The strategy we propose herein consists in fabricating by e-beam lithography an assembly of close-packed identical NPs with a NP density that spatially varies according to the calculated HSD map. The procedure to produce an appropriate NP position list is detailed in Fig. 3. The first step consists in smoothing the HSD map to avoid sharp spatial variations from one pixel to another, especially around the boundaries (Fig. 3b). Smoothing is not necessary, but recommended. If the meshing is fine enough, smoothing the HSD does not affect the overall shape of the desired temperature. It just smoothes the final temperature profile around the edges of the domain [scr D, script letter D]. Then, the basic idea is to replace each pixel j ∈ N of the smoothed HSD map by a set of n_j NPs proportional to the HSD value Q_j. The HSD map should be re-coded over a scale of integers ranging from 0 to N_max (Fig. 3c), representing the number of NPs, where N_max is the maximum number of NPs that can fit within a unit cell area of the sample (UCAS). There is some freedom regarding the choice of N_max. A low value of N_max permits the design of smaller structures, but the HSD will be more poorly coded, and reciprocally for a large value of N_max. N_max = 16 or 25 seems a good compromise. In the particular case of Fig. 3c, N_max = 25. In order to evenly fill each UCAS with n_j NPs, a set of N_max patterns has to be previously tidily designed, representing the NP positions in a UCAS for each possible value of n_j. Two sets of patterns corresponding to N_max = 16 and N_max = 25 are provided in the ESI.† The (n_j)_j∈[1,N] maps, along with the N_max patterns, are finally used to build a full NP position list as represented in Fig. 3d. The position list can be finally used to design the associated NP distribution using e-beam lithography. The simplest approach consists in fabricating nanodots that can be as small as 40 nm using a standard e-beam lithography device. Fig. 3e presents a Scanning Electron Microscope (SEM) image of a gold NP distribution designed using the position list represented in Fig. 3d. In this example, the NP smaller interdistance was set to 60 nm. In order to achieve smooth and continuous temperature distributions, despite of the discrete nature of the heat source density, a sufficient number of NPs along with a small NP interdistance have to be ensured.²³

Fig. 3 Successive steps of the procedure aimed at reproducing experimentally the calculated heat source density. (a) Calculated heat source density. (b) Smoothed heat source density. (c) Converted smoothed heat source density using a 25-level scale. (d) Associated NP position map. (e) SEM image of the fabricated sample of gold NPs.

2.3 Experiments

In order to illustrate the TSUNA procedure, we performed thermal measurements on gold nanoparticle samples obtained using the procedure described above. NP position lists such as the one presented in Fig. 3e were generated using Matlab from the inversion algorithm as gray scale bmp files.
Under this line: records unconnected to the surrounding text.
Issue #692, opened 2017-01-29
expressions with `?` operator give no suggestions, returning "error: expected expression, found `<eof>`"


imiuka:
heya,

seems that type inference on `?` doesn't work. given the input file:

```rust
use std::error::Error;

fn main() {
    test();
}

fn test() -> Result<&'static str, Box<Error>> {
    let x: Result<&'static str, Box<Error>> = Ok("hello");
    let y = x?.to_uppercase();
    let z = y.

    Ok("")
}
```

racer returns:
```bash
$ racer complete-with-snippet 9 16 main.rs
PREFIX 173,173,
error: expected expression, found `<eof>`

END
```

similarly, completion suggestion for types based on `y` don't work either.

PR #726, opened 2017-06-01
Add Try Operator support

TedDriggs:
This will address #692, but I have some questions about how best to proceed.

### DIFF
--- a/src/racer/ast.rs
+++ b/src/racer/ast.rs
@@ -611,6 +611,12 @@ impl<'c, 's> visit::Visitor for ExprTypeVisitor<'c, 's> {
                 });
             }
 
+            ExprKind::Try(ref expr) => {                
+                debug!("try expr");
+                self.visit_expr(&expr);
+                debug!("{:?}", self.result);
+            }
+
             _ => {
                 debug!("- Could not match expr node type: {:?}",expr.node);
             }
--- a/src/racer/ast.rs
+++ b/src/racer/ast.rs
@@ -624,8 +624,14 @@ impl<'c, 's> visit::Visitor for ExprTypeVisitor<'c, 's> {
                                         &ok_var.filepath, 
                                         ok_var.point, 
                                         self.session)
+                    } else if m.matchstr == "Result" && (m.generic_types.len() != m.generic_args.len()) {
+                        debug!("Unable to desugar Try expression; either `T` or `E` was `()`.");
+                        None
                     } else {
-                        debug!("Unable to desugar Try expression; type was {}", m.matchstr);
+                        debug!("Unable to desugar Try expression; type was {} with arity {} of {}", 
+                            m.matchstr, 
+                            m.generic_types.len(),
+                            m.generic_args.len());
                         None
                     }
                 } else {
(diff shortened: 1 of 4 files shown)


src/racer/ast.rs
```diff
@@ -611,6 +611,12 @@ impl<'c, 's> visit::Visitor for ExprTypeVisitor<'c, 's> {
                 });
             }
 
+            ExprKind::Try(ref expr) => {                
+                debug!("try expr");
+                self.visit_expr(&expr);
+                debug!("{:?}", self.result);
```
TedDriggs: @jwilm, once I know the inner type of `&expr`, how would I convert that to the associated type `Try::Ok`?

src/racer/scopes.rs
```diff
@@ -228,6 +228,7 @@ pub fn get_start_of_search_expr(src: &str, point: usize) -> usize {
             (b'.', State::MustEndsWithDot(_)) =>  State::None,
             (b':', State::MustEndsWithDot(index)) =>  State::StartsWithCol(index),
             (b':', State::StartsWithCol(_)) =>  State::None,
+            (b'?', State::StartsWithDot) => State::None,
```
TedDriggs: As written, this will only work for method or field accesses on a `Try` operator. Should `?` be in [`util::is_search_expr_char`](https://github.com/phildawes/racer/blob/master/src/racer/util.rs#L14) instead?

TedDriggs:
This is passing on stable and nightly on my box right now; not sure why the tests are failing on Travis yet.

src/racer/scopes.rs
jwilm: I think the current impl is fine. `?` isn't really a search expr char, there's no completions to make until you attempt field access.

tests/system.rs
```diff
@@ -2908,6 +2908,61 @@ fn ignores_impl_macro() {
...
+            }
+        }
+
+        pub fn half(val: Foo) -> Result<Foo, OddError> {
+            Ok(Foo(be_even(val)?.~0 / 2))
+        }
+    ";
+
+    let got = get_definition(src, None);
+    assert_eq!("0", got.matchstr);
```
jwilm: What do you think about adding a completions test with a non-tuple struct? I imagine like it works, but these tests don't cover that case.

TedDriggs: Will do.

src/racer/ast.rs
```diff
@@ -611,6 +611,28 @@ impl<'c, 's> visit::Visitor for ExprTypeVisitor<'c, 's> {
...
             }
 
+            ExprKind::Try(ref expr) => {                
+                debug!("try expr");
+                self.visit_expr(&expr);
+                self.result = if let Some(&Ty::Match(ref m)) = self.result.as_ref() {
+                    // HACK: Try to break open the result and find it's "Ok" type.
+                    // Once the 'Try' operator trait stabilizes, it'd be better to
+                    // find the type through the trait.
+                    if m.matchstr == "Result" && m.generic_types.len() == 2 {
```
TedDriggs: @jwilm I found a problem with this line; `()` doesn't appear in the `generic_types` list, so `Result<_, ()>` has `generic_types.len() == 1`. Even worse, the same is true of `Result<(), _>`; in that case, `generic_types[0]` gets the `E` case, rather than the `T` case. Is this deliberate, or a bug somewhere else in racer?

These files were then directly used in the e-beam lithography software (Elphy) to set the NP locations. The sample was baked at 200 °C in order to make the gold NPs spherical and to center the plasmonic resonance around 530 nm. This way, we obtained nanoparticles 40 nm in diameter. The HSD images were coded over N_max = 25 values with a minimal NP interdistance of 100 nm. Some freedom exists regarding the choice of the nanoparticle interdistance. However, in order to keep the heat delivery proportional to the density of nanoparticles, optical coupling has to be avoided. Numerical simulations on a gold dimer using the boundary element method²⁷ show that as far as the gap between two spherical nanoparticles is not smaller than the nanoparticle radius, no coupling occurs (see ESI†). In the experiments reported herein, the smaller gap between neighboring nanoparticles (60 nm) is three times larger than the nanoparticle radius (20 nm), which ensures no coupling effect.
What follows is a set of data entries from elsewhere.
Issue #443, opened 2015-12-10
String literal completions


kybernetikos:
As a newcomer to rust, I benefit massively from racer helping me to discover the sorts of things I can do.

This makes me sad:

![nostringcompletions](https://cloud.githubusercontent.com/assets/430980/11731822/3e2c8b38-9f96-11e5-88d9-ad00535678fa.png)

I get completions for other things, like the vector example in the main readme, so I don't think it's just badly set up.

I'm using a cargo installed version of racer, with a nightly rust build and my rust src is set.  The screenshot is from Eclipse DT.

phildawes:
Hi @kybernetikos. Thanks for your issue, this is in the pipeline. I'm working on getting racer to use rustc to evaluate the types of expressions, which will include literals. It's a bit hard going because the compiler isn't designed to be used in this way, but it will allow completions for any legal expression once done.

kybernetikos:
that's good news.  thanks for all your work.

TedDriggs:
The fix for this is now in master, and should be included in the next release.

PR #728, opened 2017-06-05
Add method autocompletions on common string literals

TedDriggs:
This adds partial support for method completions on string literals (requested in #443), with some caveats:

1. Raw strings aren't supported
2. Escaped quotation marks in cooked strings could cause problems

Both of these are omitted because they would require looking ahead one or more characters, which the loop in `scopes:: get_start_of_search_expr` isn't set up for right now.

### DIFF
--- a/tests/system.rs
+++ b/tests/system.rs
@@ -3046,3 +3046,16 @@ fn closure_bracket_scope_nested_match_outside() {
     assert_eq!("x", got.matchstr);
     assert_eq!("| x: i32 |", got.contextstr);
 }
+
+#[test]
+fn literal_string_method() {
+    let _lock = sync!();
+    let src = r#"
+        fn check() {
+            "hello".st~arts_with("he");
+        }
+    "#;
+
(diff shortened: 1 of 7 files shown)


TedDriggs:
@jwilm I fixed the build break, but for some reason it's not running the CI build this time.

jwilm:
I poked travis

tests/system.rs
```diff
@@ -3045,4 +3045,17 @@ fn closure_bracket_scope_nested_match_outside() {
...
+fn literal_string_method() {
+    let _lock = sync!();
+    let src = r#"
+        fn check() {
+            "hello".st~arts_with("he");
+        }
+    "#;
+
+    let got = get_definition(src, None);
+    assert_eq!("starts_with", got.matchstr);
```
jwilm: May also want to add a completions test here.

TedDriggs: I'll add some more tests and then merge the change.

Optical heating of the NPs was performed using a wide field laser illumination at λ = 532 nm (see ref. 13 for a detailed description of the experimental setup). The thermal measurements were performed using a microscopy technique we recently developed and we named it TIQSI for Thermal Imaging using Quadriwave Shearing Interferometry (see the Methods section).²² This technique enables both mapping of the temperature and the heat source density (power per unit area) on the substrate surface, where the NPs are located. Briefly, using this technique, a plane optical wavefront crosses the region of interest and undergoes a distortion due to the thermally-induced variation of the refractive index of the medium (glycerol in our case). This wavefront distortion is imaged quantitatively using a QSI wavefront analyzer. The source was a collimated light emitted diode whose emitting spectrum spans from 600 nm to 650 nm (Thorlabs, M625L2-C1). The QSI wavefront analyzer was purchased from Phasics SA Company (Sid4Bio camera). Each image presented in this work is the result of the average of 50 wavefront images, corresponding to a whole acquisition time of around 5 seconds.
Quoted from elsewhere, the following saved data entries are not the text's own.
PR #734, opened 2017-06-08
Be stricter about deciding what constitutes a closure

### LINKED ISSUE #732: Racer 2.0.8 finds incorrect definition match
For this a.rs:
```rust
fn foo() {
    i
}
fn bar() {
    let i = 0;
    let x = 0 | i;
}
fn baz() {
    // 1 || 2;
}
```

I get the following output:
```
$ racer find-definition 2 5 a.rs
MATCH i,6,16,a.rs,FnArg,| i; } fn baz() { // 1 |
END
```
This can make racer unusable in emacs as these definitions can be very long and match very common patterns; in this example, every time a symbol starts with `i`, the definition appears when `i` is typed in.

TedDriggs:
This fixes #732 by separating the "look for a closure declaration" from "look for ident inside closure parameters". It's probably still not optimal, but it passes the new tests and seems accurate in my local usage.

@bkchr, please have a look at the regexes.

### DIFF
--- a/Cargo.toml
+++ b/Cargo.toml
@@ -21,6 +21,7 @@ doc = false
 debug = true
 
 [dependencies]
+lazy_static = "0.2"
 log = "0.3.6"
 syntex_syntax = "0.52.0"
 syntex_errors = "0.52.0"
@@ -36,7 +37,6 @@ optional = true
 
 [dev-dependencies]
 rand = "0.3"
-lazy_static = "0.2"
 
 [features]
 nightly = []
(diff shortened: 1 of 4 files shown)


bkchr:
Yeah I think your new regex is much better and simpler. If we just use your regex, we could skip my regex in the second script and just search for the variable definition. Because we already know that we are in a closure definition, we could skip all the rest.

TedDriggs:
@bkchr, when I tried to simplify your regex, I started failing the test I added `closure_scope_dont_match_type_annotations`; that's why I left it as-is. I'm submitting a new PR now that puts the first regex into `lazy_static`.

bkchr:
Couldn't you use the start and end of the ||, found with your regex, to create a substring. Use that substring with the txt_matches function. Shouldn't that work?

Fig. 4 presents the results obtained on a set of six different NP distributions. SEM images of the sample are provided in the ESI.†Fig. 4a and b represent measured HSDs arising from NP distributions aimed at creating a uniform temperature profile. The associated measured temperature profiles are represented in Fig. 4g and h and feature as expected a uniform temperature over a square area. Fig. 4a and g are meant to be compared with Fig. 4d and j, which corresponds to a uniform NP distribution of the same geometry. While the temperature represented in Fig. 4g equals 46.1 ± 0.5 °C on the heated area, it equals 51.2 ± 3.3 °C in Fig. 4j. Note that 0.5 °C is precisely the uncertainty of our temperature measurement, which suggests that the actual temperature distribution could be even more uniform than what we measure. Then, the weak standard deviation of the temperature increase achieved on the heated area in Fig. 4a compared to Fig. 4d illustrates the gain of our approach. Fig. 4c and i illustrate the possibility of generating a linear temperature gradient over a rectangular domain. Fig. 4e and k illustrate the possibility of generating a parabolic temperature profile and Fig. 4f and l an asymmetric temperature distribution.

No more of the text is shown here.